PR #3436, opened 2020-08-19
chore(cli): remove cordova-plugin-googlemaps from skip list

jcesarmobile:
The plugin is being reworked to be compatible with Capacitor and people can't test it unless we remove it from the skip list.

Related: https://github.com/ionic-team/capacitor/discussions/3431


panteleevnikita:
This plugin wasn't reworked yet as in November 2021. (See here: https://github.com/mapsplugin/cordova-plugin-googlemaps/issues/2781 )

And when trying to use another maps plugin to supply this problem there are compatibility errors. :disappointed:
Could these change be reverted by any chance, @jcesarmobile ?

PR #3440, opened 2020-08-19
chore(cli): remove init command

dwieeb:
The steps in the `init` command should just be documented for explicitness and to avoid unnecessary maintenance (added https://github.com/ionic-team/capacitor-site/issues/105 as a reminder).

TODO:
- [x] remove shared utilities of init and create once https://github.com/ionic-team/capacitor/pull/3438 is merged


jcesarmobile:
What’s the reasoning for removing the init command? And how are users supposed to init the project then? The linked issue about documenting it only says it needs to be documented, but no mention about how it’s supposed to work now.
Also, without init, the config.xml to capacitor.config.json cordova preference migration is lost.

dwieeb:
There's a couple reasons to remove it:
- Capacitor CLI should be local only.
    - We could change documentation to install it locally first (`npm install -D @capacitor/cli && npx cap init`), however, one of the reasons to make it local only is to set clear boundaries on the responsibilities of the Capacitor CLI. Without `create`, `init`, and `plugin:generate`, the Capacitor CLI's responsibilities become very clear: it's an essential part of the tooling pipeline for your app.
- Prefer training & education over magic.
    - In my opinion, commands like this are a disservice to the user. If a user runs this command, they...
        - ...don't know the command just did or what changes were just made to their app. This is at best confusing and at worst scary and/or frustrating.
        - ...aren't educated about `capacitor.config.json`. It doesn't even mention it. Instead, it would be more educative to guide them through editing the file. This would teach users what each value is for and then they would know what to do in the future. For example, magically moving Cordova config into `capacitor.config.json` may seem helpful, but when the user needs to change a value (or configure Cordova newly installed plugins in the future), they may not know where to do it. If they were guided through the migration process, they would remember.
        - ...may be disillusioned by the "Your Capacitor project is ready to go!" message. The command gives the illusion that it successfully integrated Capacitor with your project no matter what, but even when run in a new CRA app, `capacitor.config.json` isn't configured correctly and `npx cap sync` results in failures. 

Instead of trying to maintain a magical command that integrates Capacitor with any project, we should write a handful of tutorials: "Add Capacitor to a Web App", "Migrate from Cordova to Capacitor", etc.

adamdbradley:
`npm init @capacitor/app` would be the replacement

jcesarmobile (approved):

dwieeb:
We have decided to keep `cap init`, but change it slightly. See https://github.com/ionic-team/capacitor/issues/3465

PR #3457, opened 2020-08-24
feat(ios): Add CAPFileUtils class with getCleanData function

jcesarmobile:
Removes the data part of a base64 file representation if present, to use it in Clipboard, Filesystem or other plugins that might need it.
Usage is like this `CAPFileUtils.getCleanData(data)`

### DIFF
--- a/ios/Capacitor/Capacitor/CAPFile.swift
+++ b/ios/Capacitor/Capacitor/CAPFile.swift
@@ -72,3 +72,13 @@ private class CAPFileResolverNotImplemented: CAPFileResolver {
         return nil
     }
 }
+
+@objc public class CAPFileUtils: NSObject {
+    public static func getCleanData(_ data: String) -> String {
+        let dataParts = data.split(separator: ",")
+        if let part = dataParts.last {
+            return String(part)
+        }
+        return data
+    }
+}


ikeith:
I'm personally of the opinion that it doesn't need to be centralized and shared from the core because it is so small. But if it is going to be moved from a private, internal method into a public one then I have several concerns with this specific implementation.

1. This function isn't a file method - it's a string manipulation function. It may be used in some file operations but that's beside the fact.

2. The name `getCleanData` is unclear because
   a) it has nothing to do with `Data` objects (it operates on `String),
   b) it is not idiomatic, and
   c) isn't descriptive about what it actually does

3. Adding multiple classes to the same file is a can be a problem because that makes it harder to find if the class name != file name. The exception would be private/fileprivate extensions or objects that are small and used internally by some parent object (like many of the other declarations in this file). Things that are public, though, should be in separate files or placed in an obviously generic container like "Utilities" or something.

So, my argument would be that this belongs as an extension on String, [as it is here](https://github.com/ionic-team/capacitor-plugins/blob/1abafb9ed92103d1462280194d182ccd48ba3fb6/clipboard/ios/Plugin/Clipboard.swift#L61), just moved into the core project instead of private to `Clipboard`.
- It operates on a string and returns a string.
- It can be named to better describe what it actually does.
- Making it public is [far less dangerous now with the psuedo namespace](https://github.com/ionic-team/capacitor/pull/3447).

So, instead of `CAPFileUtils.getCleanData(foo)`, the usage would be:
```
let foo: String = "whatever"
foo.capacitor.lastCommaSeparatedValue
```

---

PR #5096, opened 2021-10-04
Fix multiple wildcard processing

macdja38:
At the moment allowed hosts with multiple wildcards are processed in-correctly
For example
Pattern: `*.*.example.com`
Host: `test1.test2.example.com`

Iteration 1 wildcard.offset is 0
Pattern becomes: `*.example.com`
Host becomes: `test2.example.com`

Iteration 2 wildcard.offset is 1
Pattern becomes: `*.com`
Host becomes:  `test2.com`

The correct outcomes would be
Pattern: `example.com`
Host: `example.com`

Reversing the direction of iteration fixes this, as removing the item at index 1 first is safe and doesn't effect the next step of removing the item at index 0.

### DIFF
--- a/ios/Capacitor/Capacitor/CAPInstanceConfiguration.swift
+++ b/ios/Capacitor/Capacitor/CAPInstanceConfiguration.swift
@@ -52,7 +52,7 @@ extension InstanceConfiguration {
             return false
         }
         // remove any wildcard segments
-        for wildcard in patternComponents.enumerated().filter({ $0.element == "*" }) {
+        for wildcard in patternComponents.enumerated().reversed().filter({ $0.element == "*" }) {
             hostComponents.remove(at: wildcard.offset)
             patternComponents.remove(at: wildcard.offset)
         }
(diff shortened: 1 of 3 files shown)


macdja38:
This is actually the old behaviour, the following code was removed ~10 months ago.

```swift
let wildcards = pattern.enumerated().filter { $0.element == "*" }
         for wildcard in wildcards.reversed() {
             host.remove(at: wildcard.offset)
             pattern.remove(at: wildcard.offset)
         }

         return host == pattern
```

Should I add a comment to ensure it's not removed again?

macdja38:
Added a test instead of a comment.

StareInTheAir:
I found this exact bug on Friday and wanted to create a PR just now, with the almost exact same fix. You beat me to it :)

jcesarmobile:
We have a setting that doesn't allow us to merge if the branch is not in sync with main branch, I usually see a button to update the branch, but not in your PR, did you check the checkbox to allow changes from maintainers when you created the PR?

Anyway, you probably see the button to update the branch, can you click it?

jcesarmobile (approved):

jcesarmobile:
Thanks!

* [ASSIGNMENT]
Given the entries above, count how many lines include the word "element"; respond with the number only.

* [WRITTEN RESPONSE]
3